YOU

In una spirale di Decadentismo, una fiumana di anime diafane mi si accostano senza relazioni, eludendo i più elementari vincoli affettivi. La tua, è ferma in un angolo.
Sento la tua voce, col cuore. Moltitudini di parole mi ronzano nel cervello, ma poche rimangono impresse.

Nell’anima, di nuovo completa.

~

Camminavo sulla spiaggia in una notte d’agosto.
La sottile brezza serale accarezzava i lineamenti del mio viso, sì come la flebile sinfonia del mare cullava il mio udito.
Mi fermai, lasciando il mio corpo alla mercè degli elementi.
Ma la natura sembrava partecipare a quel mio stato anedonico, quietandosi, lentamente.
La terra ruotava silenziosamente sul suo assse, il vento faceva cantare gli alberi in lontananza, ma nulla scalfiva la coltre formata dal mio respiro affannoso, colmo d’ansia.
Ansia, creata da cosa?

Abbandonai quello stato di apatia, durato forse qualche minuto straordinariamente prolungato, iniziando ad immergermi nel mare limpido sotto il cielo terso. Sentivo l’innaturale calore di quel nuovo mondo avvolgere una sempre maggiore parte del mio corpo.
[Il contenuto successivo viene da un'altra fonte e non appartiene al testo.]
PR #510, opened 2014-10-09
ros_bag 508

csherstan:
Reworked bag.py to provide various methods for getting info about the bag as a programmatic object rather than in string or yaml format.

### DIFF
--- a/test/test_rosbag/test/test_bag.py
+++ b/test/test_rosbag/test/test_bag.py
@@ -263,12 +263,117 @@ class TestRosbag(unittest.TestCase):
                 bag.write("/test_bag", String(data='also'))
                 bag.write("/test_bag/more", String(data='alone'))
                 
-        bag = rosbag.Bag(fn)
+        with rosbag.Bag(fn) as bag:
+            self.assertEquals(bag.get_message_count(), 300)
+            self.assertEquals(bag.get_message_count(topic_filters='/test_bag'), 200)
+            self.assertEquals(bag.get_message_count(topic_filters=['/test_bag', '/test_bag/more']), 300)
+            self.assertEquals(bag.get_message_count(topic_filters=['/none']), 0)
         
-        self.assertEquals(bag.get_message_count(), 300)
-        self.assertEquals(bag.get_message_count(topic_filters='/test_bag'), 200)
-        self.assertEquals(bag.get_message_count(topic_filters=['/test_bag', '/test_bag/more']), 300)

Lasciai che la gravità vincesse il mio peso, scivolando nel rilassante deliquio creato dalle sottili onde.
Una nuova visione subentrò.
Il mondo che conoscevo andava scomparendo, creando lo spazio per il mio personalissimo paese delle meraviglie.
Forme affusolate ed esseri curiosi portavano scompiglio in ciò che ritenevo… “vero”.
Ogni cosa mi appariva sotto un nuovo punto di vista.
Per quanto mi incuriosisse osservare quella sconosciuta apparenza, non era lì che dovevo essere.
Me ne accorsi.
Sentivo bruciarmi i polmoni, nei ripetuti spasmi per cercare la vita.
La mancanza di ossigeno mi logorava, quasi a volermi strappare da quello stato di quasi catatonia.
Il flusso di adrenalina dovuto alla crescente preoccupazione accelerò le mie funzioni cerebrali, incrementando la mia percezione del tempo, allungando straordinariamente i secondi.
Riflettei su quali motivi potessero spingermi a ritornare all’originaria, usuale, solitudine.
Dagherrotipi coniati dalla mia immaginazione, raffiguranti icone in lacrime dei miei affetti, sembravano volermi.
Voci senz’anima, legati da un affetto di sangue.

E vidi te.
Probabilmente eri da sempre lì, ma la mia vista non era abbastanza acuta per scorgerti, fossilizzato com’ero su insoliti particolari naturali.
Tendevi la mano al confine tra le nostre realtà..
Sussurravi parole di accompagnamento, invocando il tuo Phoebus.
Non riuscivo a decifrare l’intensa energia che scorgevo provenire da te, non capivo da dove venisse, ma era sufficiente a spingermi a tornare alla luce.
Quei secondi che separavano il cuore dalla sua attività, durante la mia ascesa, sembravano durare in eterno, a mano a mano che i tuoi contorni andavano sempre più focalizzandosi nelle mie retine.
Quando finalmente ti raggiunsi, le mie funzioni si ripresero… Irregolari.
“Ti aspettavo”, dicesti.

Perché non sei venuta a prendermi?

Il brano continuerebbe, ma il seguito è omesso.